▸ **Instructions to follow**
Look through the data that follows and copy each line with the string "problem".

______________________________

PR #8298, opened 2020-05-19
feat(titus): Additional fields for Run Job and Deploy stage

aravindmd:
- Adding `EFS` , `Command` , `Constraint` fields to make run job on par with deploy
- Also adding `Command` field in titus deploy stage

`EFS`  Mount
Screen Shot 2020-05-19 at 12 07 24 PM

`Constraints` under advance section
Screen Shot 2020-05-19 at 12 06 31 PM

river PR to support `Command` : https://github.com/spinnaker/clouddriver/pull/4609/files

### DIFF
--- a/app/scripts/modules/titus/src/domain/ITitusServerGroup.ts
+++ b/app/scripts/modules/titus/src/domain/ITitusServerGroup.ts
@@ -16,6 +16,7 @@ export interface ITitusServerGroup extends IServerGroup {
   capacityGroup?: string;
   disruptionBudget?: IJobDisruptionBudget;
   entryPoint: string;
+  cmd?: string;
   iamProfile: string;
   id?: string;
   image?: ITitusImage;
--- a/app/scripts/modules/titus/src/pipeline/stages/runJob/TitusRunJobStageConfig.tsx
+++ b/app/scripts/modules/titus/src/pipeline/stages/runJob/TitusRunJobStageConfig.tsx
@@ -20,6 +20,14 @@ import { ITitusResources } from 'titus/domain';
 
 import { TitusSecurityGroupPicker } from './TitusSecurityGroupPicker';
 import { TitusProviderSettings } from '../../../titus.settings';
+import Select, { Option } from 'react-select';
+import { string } from 'prop-types';
+
+const mountPermOptions = [
+  { label: 'Read and Write', value: 'RW' },
+  { label: 'Read Only', value: 'RO' },
+  { label: 'Write Only', value: 'WO' },
+];
 
 export interface ITitusRunJobStageConfigState {
   credentials: string[];
@@ -30,6 +38,8 @@ export interface ITitusRunJobStageConfigState {
 interface IClusterDefaults {
   application: string;
   containerAttributes: object;
+  constraints: object;
+  efs: object;
   env: object;
   labels: object;
   resources: ITitusResources;
@@ -77,6 +87,16 @@ export class TitusRunJobStageConfig extends React.Component<IStageConfigProps, I
     const clusterDefaults: IClusterDefaults = {
       application: application.name,
       containerAttributes: {},
+      constraints: {
+        soft: {},
+        hard: {},
+      },
+      efs: {
+        efsId: string,
+        mountPoint: string,
+        mountPerm: string,
+        efsRelativeMountPoint: string,
+      },
       env: {},
       labels: {},
       resources: {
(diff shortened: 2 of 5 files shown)


app/scripts/modules/titus/src/pipeline/stages/runJob/TitusRunJobStageConfig.tsx
```diff
@@ -77,6 +87,16 @@ export class TitusRunJobStageConfig extends React.Component<IStageConfigProps, I
...
       containerAttributes: {},
+      constraints: {
+        soft: {},
+        hard: {},
+      },
+      efs: {
+        efsId: string,
+        mountPoint: string,
+        mountPerm: string,
+        efsRelativeMountPoint: string,
```
erikmunson, line 98: looks like these `string` values are written like they're in a typescript interface, but this is an object. should they be `''` instead?

aravindmd: Makes sense , moved it to `IClusterDefaults`, let me know if this is better.

erikmunson: `IClusterDefaults` interface looks good, just be aware that if you want this `clusterDefaults` object to have initial values for those fields you'll still need to initialize them to empty stings (i.e. `''`) here too. If you don't care about those fields being present in the object when they're not explicitly added by users, then that's fine!

aravindmd: Yes we don't want to have those by default, so those initial values are not required in this case.

erikmunson: 👍 👍

app/scripts/modules/titus/src/domain/ITitusServerGroup.ts
```diff
@@ -16,6 +16,7 @@ export interface ITitusServerGroup extends IServerGroup {
   capacityGroup?: string;
   disruptionBudget?: IJobDisruptionBudget;
   entryPoint: string;
```
christopherthielen, line 18: looking at this now, I wonder if entryPoint should be optional too?  Are entryPoint and cmd mutually exclusive?

app/scripts/modules/titus/src/pipeline/stages/runJob/TitusRunJobStageConfig.tsx
```diff
@@ -30,6 +37,13 @@ export interface ITitusRunJobStageConfigState {
 interface IClusterDefaults {
   application: string;
   containerAttributes: object;
+  constraints: object;
```
christopherthielen, line 40: Can this be typed stronger?

app/scripts/modules/titus/src/pipeline/stages/runJob/TitusRunJobStageConfig.tsx
```diff
@@ -218,7 +236,69 @@ export class TitusRunJobStageConfig extends React.Component<IStageConfigProps, I
           onChange={this.dockerChanged}
           deferInitialization={stage.deferredInitialization}
         />
-
+        <h4>
+          <b>
```
christopherthielen, line 240: probably don't need the <b> tags

app/scripts/modules/titus/src/pipeline/stages/runJob/TitusRunJobStageConfig.tsx
```diff
@@ -218,7 +236,69 @@ export class TitusRunJobStageConfig extends React.Component<IStageConfigProps, I
           onChange={this.dockerChanged}
           deferInitialization={stage.deferredInitialization}
         />
-
+        <h4>
```
christopherthielen, line 239: It would be nice to extract all the EFS options to a separate component

app/scripts/modules/titus/src/domain/ITitusServerGroup.ts
aravindmd: agree , updated `entryPoint` to be optional , from what i see they are not mutually exclusive, titus api applies both of them if they are present.

app/scripts/modules/titus/src/pipeline/stages/runJob/TitusRunJobStageConfig.tsx
aravindmd: fixed

app/scripts/modules/titus/src/pipeline/stages/runJob/TitusRunJobStageConfig.tsx
aravindmd: left the ` <b>` tag to make it look consistent with deploy UI , let me know if you think we need to remove that.

app/scripts/modules/titus/src/pipeline/stages/runJob/TitusRunJobStageConfig.tsx
aravindmd: Agree and i am thinking to get this out first and re-visit the `EFS` component as part of migration where user can specify multiple mounts. Let me know your thoughts ?

christopherthielen: sounds good!

christopherthielen:
is this still a WIP?

aravindmd:
> is this still a WIP?

clouddriver bits are yet to be merged and deployed, but should be good to go i think.

christopherthielen:
@aravindmd  do we still need this PR?

PR #3180, opened 2017-09-29
Small performance improvement for model CacheKey

mezz:
Ran across this while profiling items rendering in JEI and looking for any simple small fixes.
`NBTTagCompound#toString` is apparently *super* slow, and the nbt itself can be used as a cache key just as well without converting it to a string first.

The changes to the `TagUtil` checks are because vanilla actually does those same checks now, so they were made redundant.

Here's profiling before and after: (9.8% to 0.1%)
cachekey-before

cachekey-after


bonii-xx:
Nice. Yeah, that wasn't possible before, NBT got changed quite a bit in the last versions... to the better. Heh. Thanks!

PR #3182, opened 2017-09-30
Improve FPS in JEI by culling quads of BakedSimpleItem when in the GUI

### LINKED ISSUE #3176: Tinker's weapons have one quad per pixel and repeat them 7 times
Most items seem to have one quad, the face.
Tinker's seem to have one quad per pixel in the image.
Compounding this issue, the items use Mantle's `BakedSimple` which gives the same quads for all 6 sides and the null side.

This makes rendering these items extremely slow, enough to bring JEI to its knees without some aggressive optimizations. I ended up looking into this in hopes of removing some optimizations from JEI that are causing minor compatibility issues. It seems like the fixes here should be relatively straightforward and the issues were just not noticed before.

mezz:
Fixes #3176

This basically implements the same culling logic found in fry's fix here:
https://github.com/MinecraftForge/MinecraftForge/commit/f42137907e0a87adf1522fded5827086fc0b13f2 
The gist of it is that you can cull most of the quads off of items when they are in the gui because you can't see the sides.

Combined with the previous fixes (https://github.com/SlimeKnights/TinkersConstruct/commit/48b420bfce63159fa31c75eb896a94794cf17661 and #3180), this brings my FPS over 60 even when rendering every single Tinker's item at once in JEI!
Before this PR I got about 40 FPS, before all the fixes together I was getting like 9. Not bad :D

### DIFF
--- a/src/main/java/slimeknights/tconstruct/library/client/model/BakedSimpleItem.java
+++ b/src/main/java/slimeknights/tconstruct/library/client/model/BakedSimpleItem.java
@@ -5,30 +5,75 @@ import com.google.common.collect.ImmutableMap;
 
 import java.util.List;
 
-import javax.annotation.Nonnull;
+import javax.annotation.Nullable;
+import javax.vecmath.Matrix4f;
 
-import slimeknights.mantle.client.model.BakedSimple;
+import net.minecraft.block.state.IBlockState;
+import net.minecraft.client.renderer.block.model.BakedQuad;
+import net.minecraft.client.renderer.block.model.IBakedModel;
+import net.minecraft.client.renderer.block.model.ItemCameraTransforms;
+import net.minecraft.client.renderer.block.model.ItemOverrideList;
+import net.minecraft.client.renderer.texture.TextureAtlasSprite;
+import net.minecraft.util.EnumFacing;
+import net.minecraftforge.client.model.ItemLayerModel;
+import net.minecraftforge.client.model.PerspectiveMapWrapper;
+import net.minecraftforge.common.model.TRSRTransformation;
+import org.apache.commons.lang3.tuple.Pair;
 
-public class BakedSimpleItem extends BakedSimple {
+/**
+ * Based on {@link ItemLayerModel.BakedItemModel}
+ * Implements culling for items in the GUI
+ */
+public class BakedSimpleItem implements IBakedModel {
+  private final ImmutableList<BakedQuad> quads;
+  private final TextureAtlasSprite particle;
+  private final ImmutableMap<ItemCameraTransforms.TransformType, TRSRTransformation> transforms;
+  private final IBakedModel otherModel;
+  private final boolean isCulled;
+  private final ItemOverrideList overrides;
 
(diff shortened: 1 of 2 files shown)


src/main/java/slimeknights/tconstruct/library/client/model/BakedSimpleItem.java
```diff
@@ -5,30 +5,75 @@
...
 
-  public BakedSimpleItem(List<net.minecraft.client.renderer.block.model.BakedQuad> quads, ImmutableMap<net.minecraft.client.renderer.block.model.ItemCameraTransforms.TransformType, net.minecraftforge.common.model.TRSRTransformation> transforms, net.minecraft.client.renderer.texture.TextureAtlasSprite particle, boolean ambientOcclusion, boolean isGui3d, net.minecraft.client.renderer.block.model.ItemOverrideList overrides) {
-    super(quads, transforms, particle, ambientOcclusion, isGui3d, overrides);
+  public boolean isAmbientOcclusion() { return true; }
+  public boolean isGui3d() { return false; }
+  public boolean isBuiltInRenderer() { return false; }
+  public TextureAtlasSprite getParticleTexture() { return particle; }
+  public ItemOverrideList getOverrides() { return overrides; }
+  public List<BakedQuad> getQuads(@Nullable IBlockState state, @Nullable EnumFacing side, long rand) {
+    if(side == null) return quads;
```
bonii-xx: Really mezz, no braces? You're better than that ;P

src/main/java/slimeknights/tconstruct/library/client/model/BakedSimpleItem.java
```diff
@@ -5,30 +5,75 @@
...
-  public BakedSimpleItem(ImmutableList<net.minecraft.client.renderer.block.model.BakedQuad> quads, ImmutableMap<net.minecraft.client.renderer.block.model.ItemCameraTransforms.TransformType, net.minecraftforge.common.model.TRSRTransformation> transforms, net.minecraft.client.renderer.block.model.IBakedModel base) {
-    super(quads, transforms, base);
+  public BakedSimpleItem(ImmutableList<BakedQuad> quads, ImmutableMap<ItemCameraTransforms.TransformType, TRSRTransformation> transforms, IBakedModel original) {
+      this(quads, original.getParticleTexture(), transforms, original.getOverrides(), null);
   }
 
-  public BakedSimpleItem(List<net.minecraft.client.renderer.block.model.BakedQuad> quads, ImmutableMap<net.minecraft.client.renderer.block.model.ItemCameraTransforms.TransformType, net.minecraftforge.common.model.TRSRTransformation> transforms, net.minecraft.client.renderer.block.model.IBakedModel base) {
-    super(quads, transforms, base);
+  private BakedSimpleItem(ImmutableList<BakedQuad> quads, TextureAtlasSprite particle, ImmutableMap<ItemCameraTransforms.TransformType, TRSRTransformation> transforms, ItemOverrideList overrides, @Nullable IBakedModel unculledModel) {
```
bonii-xx: Without looking at forge code.. when is this constructor ever called with a culled model? I couldn't find where it all comes together in the forge PR, kinda feels like something is missing.

mezz: The code to do this is tricky af, you use the public constructor to create the unculled model.
That constructor calls the private one to create the culled model.
The two are referencing each other, and switch depending on if you are rendering in GUI or not.

bonii-xx: Yes, that's what I expected it to do. Apparently I overlooked that part in the constructor. Thanks

PR #3213, opened 2017-10-27
Added Casting Channels

KnightMiner:
Adds back casting channels. Channels no longer dynamically choose flow direction, instead setting the direct on placement and through right click.

Some additional information on mechanics:

* Channels will automatically connect to the block they are placed on, but not any other sides
* Channels cannot extract liquids. Instead, a channel is typically filled using a faucet.
* Channels will prioritize downwards flowing if possible. If they cannot flow down, they will split evenly between all sides.
* Channels are redstone sensitive. Toggling redstone will toggle whether the downwards connection is enabled

For a bit more information, I have a writeup on the [Ceramics Wiki](https://github.com/KnightMiner/Ceramics/wiki/Channel)


src/main/java/slimeknights/tconstruct/smeltery/network/ChannelConnectionPacket.java
```diff
@@ -0,0 +1,53 @@
...
+    TileEntity te = Minecraft.getMinecraft().world.getTileEntity(pos);
+    if(te instanceof TileChannel) {
+      ((TileChannel) te).updateConnection(side, connect);
+    }
+  }
+
+  @Override
+  public void handleServerSafe(NetHandlerPlayServer netHandler) {
+    // clientside only
+    throw new UnsupportedOperationException("Serverside only");
```
Landmaster: Should not this be `"Clientside only"`?

KnightMiner: That's based on the fluid update packet. I assume boni intended it to mean serverside only to send it, but it could have been a typo there

bonii-xx:
Errmagerrrrrrrd

bonii-xx:
Ok, so from a function wise perspective they work pretty well. A few things I noticed:

- I built a channel, and then wanted to put a tank below it. The block below the channel was free. It seems to have tried to toggle the downflow, so i couldn't place the tank there - Behaves a bit weird there.
- The indications for the flow direction aren't clear. I can't tell which way is which. Instead of a 4x4 area in the middle of the connection I'd rather go for a more arrow shaped mark (see below)
- It'd be nice to also have some kind of indication on the outside, or maybe when you hover over the block
- WAILA/TOP don't seem to display any content information. If the fluid is stuck you don't know which fluid and how much is in there.


Super fancy ASCII art for the marker:
Current:
OOOOO
OXXXXO
OXXXXO
OOOOO

Suggested for flowing "left":
OOXXO
OXXOO
OXXOO
OOXXO

KnightMiner:
Fixed the first issue and the last issue for TOP (WAILA is being stubborn, nut sure why its not working there)

Also added a new texture for the top of channels, as shown below:

Not sure what to do for an indicator on the sides since I have so little texture space to work with.

laz2727:
OQOO
QQQQ

KnightMiner:
Hard part is thats a bit vague as now left vs right is a 2 pixel difference. Then again, its better than nothing.

Issue #3233, opened 2017-11-13
Null result from CastingRecipe#getResult


Shadows-of-Fire:
So, I'm porting foundry, and somewhere along the line there's an itemstack from a `slimeknights.tconstruct.library.smeltery.CastingRecipe`'s `getResult` that is null.  As of 1.11, all ItemStack instances should be non-null.  The crashing line in my code is [this](https://github.com/Shadows-of-Fire/Foundry/blob/1.12.2/src/main/java/exter/foundry/integration/ModIntegrationTiCon.java#L164), which is called during post-init.
This crash was in a deobf environment.
TConstruct Version: `TConstruct-1.12-2.7.4.34`
Mantle Version: `Mantle-1.12-1.3.1.21`
The crash report file: https://gist.github.com/Shadows-of-Fire/746d2a1053bbd4d1bb1a6de9a9e3546f
The FML Log: https://gist.github.com/Shadows-of-Fire/fabaa83df238422d70402e382a4fcc51

KnightMiner:
Can you reproduce without any other mods except yours and Tinkers? There is a chance some addon adds a broken recipe.

Shadows-of-Fire:
I was actually just handed another crash saying that I was adding broken recipes to TiC, which I was not receiving in my dev env.  I'll look into it more when my comp finishes updating

PR #3244, opened 2017-11-20
Fixes a null ItemStack return

Shadows-of-Fire:
So, clearly this returning null at all meant there's an invalid OreCastingRecipe somewhere, but this null return is setting so many things on fire I can't really get to the bottom of what is causing the issue.  Probably what is causing #3233


KnightMiner:
Looks good. Surprised this one has been unnoticed for so long.

For the future, target 1.12 for PRs, I think boni's plan was to keep master up to date with the last release.

PR #3249, opened 2017-11-26
Add kamas, essentially a non-AOE version of the scythes

KnightMiner:
Kamas are originally a tool from Natura (where the textures come from), but now are available as a Tinkers Construct tool as essentially a non-AOE scythe. Behavior is as follows:

* Kamas can break plants and webs faster, similar to shears
* ~~When given the silk touch modifier, kamas will now shear blocks~~
* Kamas will shear blocks instead of just breaking them
* Kamas can shear entities on right click
* Kamas can right click harvest a crop
* Kamas do slightly less damage than hatchets, but attack slightly faster
* Unlike the scythe, kamas will not perform an AOE attack, even with expanders


bonii-xx:
Do they have natural silktouch? So they can harvest leaves and webs? Might be worth to add it directly.

KnightMiner:
Right now no, but it would be trivial to make the kamas always use shearing behavior. That would actually make a lot of sense since axes already quickly break plants.

KnightMiner:
I just pushed a commit which makes kamas use shearing by default. Scythes still require silk touch to use shears.

Not sure if we want to tweak anything else about the kamas now, as they are technically shears, but better now.

bonii-xx:
Yes, that's the idea. If they aren't specialized they're not worth it over hatchets. Scythe should require silktouch ofc. Also, fuck vanilla shears. >_>

PR #3254, opened 2017-11-30
Extend events functionality

Foghrye4:


bonii-xx:
Why do you need an event to prevent repairing? What's your use case?

src/main/java/slimeknights/tconstruct/library/events/TinkerCraftingEvent.java
```diff
@@ -25,7 +25,7 @@
  */
 @Cancelable
 public class TinkerCraftingEvent extends TinkerEvent {
-  private final ItemStack itemStack;
+  private ItemStack itemStack;
```
bonii-xx: No, the events do not allow to change the outcome, this needs to stay immutable.

Foghrye4:
One dude ask me to add Tinker's Construct support to my mod. Actually indeed I don't need those. I could just change NBT tag of an output item instead, correct? Idea of my mod "Iblis" is a item quality system. A more experienced player in creating item, a better item he will craft. See also https://minecraft.curseforge.com/projects/iblis

bonii-xx:
Interesting mod. So your use case would be that the player can't repair a tool he can't craft yet? Like, somebody gives him a manyullyn sword when he's lvl1, so he can't repair it?
In general I'm not convinced that preventing repair causes anything but confusion, preventing the usage of the tool alltogether is probably easier and more constructive.

Foghrye4:
Ok, I will use existing API.

Issue #1962, opened 2016-03-20
Huge lag when activating a faucet with redstone repeatedly (2.2.0b)


homemmakako:
I had 3 faucets pouring into casting tables and they worked just fine by hand. However, after making a redstone clock (with a redstone comparator) to quickly activate all of the faucets, my fps went from 40 to 5. I also tried using a lever and right clicking it continuously insted of a clock (I thought the problem could be the high frequency of the clock) but the outcome was the same, except the the fps went to 12 instead of 5.

bonii-xx:
Do you have a screenshot of the setup?

homemmakako:
http://prntscr.com/ahsjd4

bonii-xx:
Works fine for me so far.

Judging by your already low 40fps without anything going on I wager it's the graphic updates of the redstone causing it.

laz2727:
Probably the lamp.

2016-03-22 22:09 GMT+05:00 boni <notifications@github.com>:

TherminatorX:
@laz2727 The lamp is not powered by the redstone dust in this screenshot, and is only an indicator of the clock being on.

That said, redstone by itself can cause lighting-related lag when switching states. Always light up your circuitry to prevent this from becoming a problem. (This is just advice and may not solve the root of the problem)

TherminatorX:
Interesting quirk found: faucets will drain when they detect a change in redstone power level, not just having or not having a signal. This is definitely an issue, and it might be the cause of this.

TherminatorX:
@homemmakako Until Boni fixes this 'pour' performance :wink:, I suggest rearranging your setup to this:
http://imgur.com/wthd34R
Hooray for vanilla mechanics! (And basins depositing solid contents into hoppers)
Just be careful logging out while it's running, as per #1967

homemmakako:
Yeah, I guess I'll have to wait, though that other setup seems like a good idea as well. Oh, and btw @TherminatorX , nice pun :D

codewarrior0:
>I wager it's the graphic updates of the redstone causing it.

What's curious is that this only happens when the redstone clock is directly adjacent to the smeltery. Putting the clock one block away from the smeltery, yet still in the same chunk, does not exhibit the FPS loss or the stutter.

Just a hunch: Could this have anything to do with the way the smeltery multiblock will rebuild itself whenever a block is changed adjacent to it?

bonii-xx:
[...]

PR #3257, opened 2017-12-02
backport redstone fix to 1.8.9

dgriffen:
I've been stuck on 1.8.9 mods since I want to use Thaumcraft and the redstone smeltery lag is just awful. This PR is to backport the fix in #1962 to version 1.8.9


bonii-xx:
We don't support 1.8.9 anymore and we're not planning on doing any more releases for it.

dgriffen:
All right, I'll just use the build privately then.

______________________________

▸ **Written reply**
I had 3 faucets pouring into casting tables and they worked just fine by hand. However, after making a redstone clock (with a redstone comparator) to quickly activate all of the faucets, my fps went from 40 to 5. I also tried using a lever and right clicking it continuously insted of a clock (I thought the problem could be the high frequency of the clock) but the outcome was the same, except the the fps went to 12 instead of 5.
That said, redstone by itself can cause lighting-related lag when switching states. Always light up your circuitry to prevent this from becoming a problem. (This is just advice and may not solve the root of the problem)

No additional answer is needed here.